The Chemical Industries Education and Training Authority (CHIETA) is taking deliberate steps to ensure that women and small enterprises are not left behind in South Africa’s chemical sector transformation.
Speaking to Vutivi News during Women’s Month, CEO Yershen Pillay said the authority was intensifying its push to build a new generation of female entrepreneurs and 4IR-ready small businesses that could compete in the chemical value chain.
Chemical industries contribute billions of rand to South Africa’s GDP, yet women make up less than 30% of the workforce and hold an even smaller share of ownership.
Pillay believes that changing this dynamic requires more than token training programmes.
“We are creating pathways for women to own laboratories, run compliance firms, supply safety equipment and lead manufacturing plants,” Pillay said.
“It is about equipping them with the technical expertise, business skills and networks to thrive.”
This year, CHIETA has aligned its Women’s Month activities with a broader digital transformation strategy.
The authority is backing the University of Johannesburg’s newly launched Centre for Digital Transformation, a hub that will accelerate Fourth Industrial Revolution skills in robotics, artificial intelligence advanced manufacturing and data analytics.
These technologies are reshaping the chemical sector, from automating factory processes to developing sustainable, bio-based products.
The push is not only about high-tech skills. It is also about creating an enabling environment for women to participate as suppliers, service providers and innovators.
CHIETA is forging partnerships with private sector buyers, industry mentors and financiers to connect trained women and small business owners to actual contracts.
Pillay explained that too many training programmes failed because they were disconnected from the market.
“If you train a woman in laboratory testing but she has no access to clients or equipment, the skills will not translate into a livelihood,” he said.
Pillay also cautioned against symbolic gestures that failed to create lasting change.
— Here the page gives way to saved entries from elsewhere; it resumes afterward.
PR #1267, opened 2024-06-18
[RHELC-1606] Fix of multiple backup of one file

hosekadam:
File can be present multiple times in the output of 'rpm -Va' command. The file is backed up only once.

Also, the unit test was updated to handle this situation.

Jira Issues:

- [RHELC-1606](https://issues.redhat.com/browse/RHELC-1606)

Checklist

### DIFF
--- a/convert2rhel/unit_tests/actions/pre_ponr_changes/backup_system_test.py
+++ b/convert2rhel/unit_tests/actions/pre_ponr_changes/backup_system_test.py
@@ -286,6 +286,13 @@ class TestBackupSystem:
                 ],
                 (False, True, False, False, True),
             ),
+            (
+                [
+                    "S.5.?..T.     c   {path}/filename",
+                    "S.5.?..T.     c   {path}/filename",
+                ],
+                (True, True),
+            ),
         ),
     )
     def test_backup_package_file_complete(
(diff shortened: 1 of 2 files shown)


convert2rhel/unit_tests/actions/pre_ponr_changes/backup_system_test.py
```diff
@@ -297,37 +304,45 @@ def test_backup_package_file_complete(
         backup_package_files_action,
         global_backup_control,
     ):
-        # Prepare the rpm -va ouput to the PRE_RPM_VA_LOG_FILENAME file
+        ### Prepare the 'rpm -Va' ouput to the PRE_RPM_VA_LOG_FILENAME file
```
Venefilyn, line 307: Since I'm a bit unclear about the triple hashes. What is the significance of `#` vs `###`?

Venefilyn (approved):
Seems mostly fine!

convert2rhel/unit_tests/actions/pre_ponr_changes/backup_system_test.py
r0x0d: Probably just some typo or re-commenting the same comment two more times

Venefilyn: I thought so too but then saw a comment else where in the PR with

```
### Prepare the files from the 'rpm -Va' output by creating them
# Use only unique paths, since one path can be present multiple times in the output
# https://issues.redhat.com/browse/RHELC-1606
```

hosekadam: The plan was to create some headings to each part of the test. But I think it wasn't good plan :D I'll remove that, since it's unclear

Venefilyn: No it's fine but was curious of the reason why. Wonder if we can make it more clear somehow..

I think when it's like this of a heading and comments underneath I'd go with this or something like it
```
# Heading
# 
# Text here
# Text here
```

Venefilyn:
@hosekadam I had forgotten that I even reviewed this, but I created a solution too. What is stopping us from doing something like this?

https://github.com/Venefilyn/convert2rhel/commit/1e480493e74b7f2c672bd876348b26baf1c88bf8

hosekadam:
@Venefilyn looking at it, I would say they are really similar. Maybe the mine solution is easier to read (but it's probably because I did that :D) - like just adding the backed up path to the list of already backed up paths (which we already use, just extending it).

And yours where we have in the paths to back up just unique paths. Maybe the memory usage will be lower in this case.

Just one case came to my mind - what if the status or type of file would differ, but the path would be the same? In that case it would be added to the list, right? But maybe this is a too much corner case...

But I would definitely use the unit tests from this PR, which checks the complete process of the backup and rollback, I think the unit test is good because it tests the real usage (and I spent some time on it :D). But I understand, with your solution it's probably not needed so much.

Venefilyn:
> what if the status or type of file would differ, but the path would be the same?

Good question. Feels like that would never occur though :thinking: 

@bookwar @r0x0d  WDYT

convert2rhel/unit_tests/actions/pre_ponr_changes/backup_system_test.py
```diff
@@ -342,17 +357,27 @@ def test_backup_package_file_complete(
...
+                # Remove the original file
+                try:
+                    os.remove(original_file_path)
+                    removed_paths.append(original_file_path)
+                # FileNotFound on Python 3+, due compatibility with Python 2.7 using OSError
+                except OSError:
+                    # If the path is present multiple times in the 'rpm -Va' output
+                    # it's possible, the path was already removed. If not, that's fail.
+                    if original_file_path not in removed_paths:
+                        assert False
```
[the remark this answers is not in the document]
hosekadam: @Venefilyn I checked this and the comments `###` to have this prepared. So both of the commits are ready and we can discuss which we will merge.

Comments are updated, but I don't think this can be changed. I'm also checking if the path was really removed and the exception doesn' have to be raised each time.

r0x0d:
> > what if the status or type of file would differ, but the path would be the same?
> 
> Good question. Feels like that would never occur though 🤔
> 
> @bookwar @r0x0d WDYT



> > what if the status or type of file would differ, but the path would be the same?
> 
> Good question. Feels like that would never occur though 🤔
> 
> @bookwar @r0x0d WDYT

I would merge the two PRs in this one. I prefer @Venefilyn solution as it is simpler and does not require always updating a list after each new backed up file. Ideally, we should receive the data in that function already prepared to parse and backup. 

But I agree with @hosekadam to keep his unit_tests as it is testing the whole situation. I would try to look for a way to split the test or simplify if possible. The test itself is very difficult to read :thinking:. 

My vote here is then to pick @Venefilyn solution and @hosekadam unit_tests.

Venefilyn:
We decided to merge this and my PR so closing this one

“We must move beyond slogans during Women’s Month. While celebrating women is important, what truly matters is sustainable action that removes barriers and creates real opportunities,” Pilly noted.
One of the areas with untapped potential was green chemistry. As companies move towards sustainability, there was a growing demand for renewable energy solutions, waste management services, and environmentally friendly cleaning agents.
Pillay saw these as ideal entry points for women-owned SMEs, which could offer specialised, flexible services without the overheads of larger competitors.
Funding remains a significant obstacle.
Purchasing advanced equipment or setting up certified facilities requires capital that many women-owned SMEs did not have.
CHIETA was working on blended finance models that combined grants with affordable loans, while also lobbying for procurement reforms that favoured inclusive supply chains
“It is not enough to say we want women in the industry; we must dismantle the structural barriers that keep them out,” Pillay said.
By linking skills development to real-world market opportunities, CHIETA aims to ensure that women and township-based entrepreneurs are not excluded from the lucrative shift towards a greener, tech-driven chemical industry. For Pillay, the long-term vision is clear: a sector where local women-owned businesses compete not only in South Africa but also in global value chains.
“The future chemical industry will not be built by large corporations alone. It will be shaped by entrepreneurs who understand both technology and community needs. Women must be at the forefront of that future,” he said.
If CHIETA’s strategy succeeds, it could transform one of South Africa’s most complex and capital-intensive sectors into a model of inclusion, proving that with targeted skills, access to finance, and industry linkages, women can move from the margins of the chemical industry to its very centre.